If the next few years deliver more load-shedding-free summers, a steadily higher EAF, and new projects feeding into a stronger grid, people will remember this 170-day streak as the moment the crisis began to unwind rather than a lucky run. The verdict depends on what happens now, not on a single headline number.
What South African millennials can do with this breather
You cannot rewrite Eskom’s maintenance plan from your kitchen table, although you can decide how to use a rare period of grid stability. A few practical moves:
- Audit your energy spending instead of assuming the crisis is over. Check prepaid or post-paid bills over the past year, including any interest on backup-power debt. Redirect some of the money you are no longer burning on emergency takeaways or generator fuel into paying down that debt or building a small emergency fund.

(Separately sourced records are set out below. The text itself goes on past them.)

PR #722, opened 2023-03-10
ExtensionMethods update

LingZhou-gh:
Minor (not significant) change
Add some extension functions to check whether a string contains digits and/or letters.

### DIFF
--- a/ReleaseHistory.md
+++ b/ReleaseHistory.md
@@ -18,6 +18,9 @@
 - UER => Eliminate unhandled exceptions in rule.
 - UEE => Eliminate unhandled exceptions in engine.
 
+## v4.2.0 Unreleased
+- BRK: Add/Rename functions in ExtensionMethods. [#722](https://github.com/microsoft/sarif-pattern-matcher/pull/722)
+
 ## v4.2.0 Released 03/07/2023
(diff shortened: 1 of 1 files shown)


Src/Plugins/Security/SecurePlaintextSecretsValidators/SEC101_006.GitHubLegacyPatValidator.cs
```diff
@@ -39,7 +39,7 @@ protected override IEnumerable<ValidationResult> IsValidStaticHelper(IDictionary
 
             // It is highly likely we do not have a key if we can't
             // find at least one letter and digit within the pattern.
-            if (!ContainsDigitAndChar(secret.Value))
+            if (!secret.Value.ToString().ContainsDigitAndLetter())
```
michaelcfanning, line 42: >ToString() [](http://example.com/codeflow?start=30&length=10)

are these ToString() calls actually necessary?

I think secret.Value is already a string.

michaelcfanning (approved):
:shipit:

Src/Plugins/Security/SecurePlaintextSecretsValidators/SEC101_006.GitHubLegacyPatValidator.cs
LingZhou-gh: I thought the same thing before. 
secret.Value is FlexString. 
secret.Value.ContainsDigitAndLetter() won't work here.

LingZhou-gh: image

PR #733, opened 2023-03-23
Update ctor init of ValidationResult.ValidationState (to Unknown).

michaelcfanning:
`Unknown` clearly seems like the appropriate default state for `ValidationState` in a newly allocated `ValidationResult` instance.

We not init to this in the ctor. Allows us to drop this explicit initialization in 50 rules.


yongyan-gh (approved):
:shipit:

PR #735, opened 2023-03-27
New validation helpers

michaelcfanning:
This changes adds two prospective methods to support cleaner validator logic. They may be helpful as permanent public helpers, in which case they should be added to the release notes (and format unit tests added).

See the doc comments for detailed information on the helpers.

### DIFF
--- a/Src/Sarif.PatternMatcher.Sdk/ExtensionMethods.cs
+++ b/Src/Sarif.PatternMatcher.Sdk/ExtensionMethods.cs
@@ -1,10 +1,42 @@
 ﻿// Copyright (c) Microsoft. All rights reserved.
 // Licensed under the MIT license. See LICENSE file in the project root for full license information.
 
+using System;
+using System.Collections.Generic;
+using System.Net.Http;
+using System.Net.Http.Headers;
+
 namespace Microsoft.CodeAnalysis.Sarif.PatternMatcher.Sdk
 {
     public static class ExtensionMethods
     {
+        public static HttpResponseMessage ResponseHeadersRead(this HttpClient httpClient, HttpRequestMessage request)
+        {
+            return httpClient
+                .SendAsync(request, HttpCompletionOption.ResponseHeadersRead)
+                .GetAwaiter()
+                .GetResult();
+        }
+
+        public static void Merge(this HttpRequestHeaders httpRequestHeaders,
+                                      IEnumerable<KeyValuePair<string, string>> valuesToMerge)
+        {
+            if (valuesToMerge == null)
+            {
+                throw new ArgumentNullException(nameof(valuesToMerge));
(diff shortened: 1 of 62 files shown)


suvamM (changes requested):

Src/Sarif.PatternMatcher.Sdk/ExtensionMethods.cs
```diff
@@ -1,10 +1,42 @@
...
     {
+        public static HttpResponseMessage ResponseHeadersRead(this HttpClient httpClient, HttpRequestMessage request)
+        {
+            return httpClient
+                .SendAsync(request, HttpCompletionOption.ResponseHeadersRead)
+                .GetAwaiter()
+                .GetResult();
+        }
+
+        public static void Merge(this HttpRequestHeaders httpRequestHeaders,
```
LingZhou-gh, line 21: Maybe change the name to be Merge Headers to be more specific? As the request might have content, which need each rule class to add separately.

Src/Sarif.PatternMatcher.Sdk/ExtensionMethods.cs
```diff
@@ -1,10 +1,42 @@
...
+using System;
+using System.Collections.Generic;
+using System.Net.Http;
+using System.Net.Http.Headers;
+
 namespace Microsoft.CodeAnalysis.Sarif.PatternMatcher.Sdk
 {
     public static class ExtensionMethods
     {
+        public static HttpResponseMessage ResponseHeadersRead(this HttpClient httpClient, HttpRequestMessage request)
```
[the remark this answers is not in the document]
michaelcfanning: Is is called `ReponseHeadersRead` because that's the operation specified in SendAsync and as a rule I tend to flow framework names around. `ReadResponseHeaders` is a clearer name, though, so I switched to that. Better?

Src/Sarif.PatternMatcher.Sdk/ExtensionMethods.cs
yongyan-gh: This is an extension method for `HttpRequestHeaders`, its caller we already know its a http header.
E.g. `request.Headers.Merge(...)`

michaelcfanning: But this code doesn't merge headers into the request headers instance, it merges any collection of key value pairs.

michaelcfanning: Utilization looks like this and I think it's pretty clear:

~~~
myHttpRequestHeaders.Merge(myDictionaryofValues);
~~~

suvamM (approved):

- Treat backup gear as an insurance policy, not a sunk cost. There is no need to rip out inverters because the outages stopped for a while. Keep maintaining batteries and surge protection so that a surprise return of load shedding does not turn into another round of big purchases.
- Watch tariff and policy announcements. Tariff hikes and municipal mark-ups will shape your bill more than the presence or absence of Stage 6. Staying on top of new net-metering rules, rooftop solar incentives, or prepaid changes can open savings that do not depend on load-shedding schedules.
- Plan big life decisions with “some Eskom risk” in mind. Whether it is a home office setup, a small food business, or a crypto mining rig in the spare room, model your numbers on a scenario where blackouts stay rare yet not impossible. The streak shows that planning for resilience pays off.
The bottom line
South Africa’s 170-plus days without load shedding are not a fluke, although they are also not a permanent guarantee. The grid is stronger than it was, and the worst of the Stage 6 era may be behind us if maintenance, new projects, and policy reforms keep moving. For millennials who learnt to study, work, and side-hustle by candlelight, that is a meaningful shift.
The smart play is to bank the gains, keep the contingency plans, and use this period to clean up budgets and gear rather than assuming that Eskom has magically become invincible. If the lights stay on through several more summers, the narrative moves from “temporary relief” to “historic turning point”. Until then, enjoy charging your phone without watching the load-shedding app every hour, while still planning as if the next alert could arrive.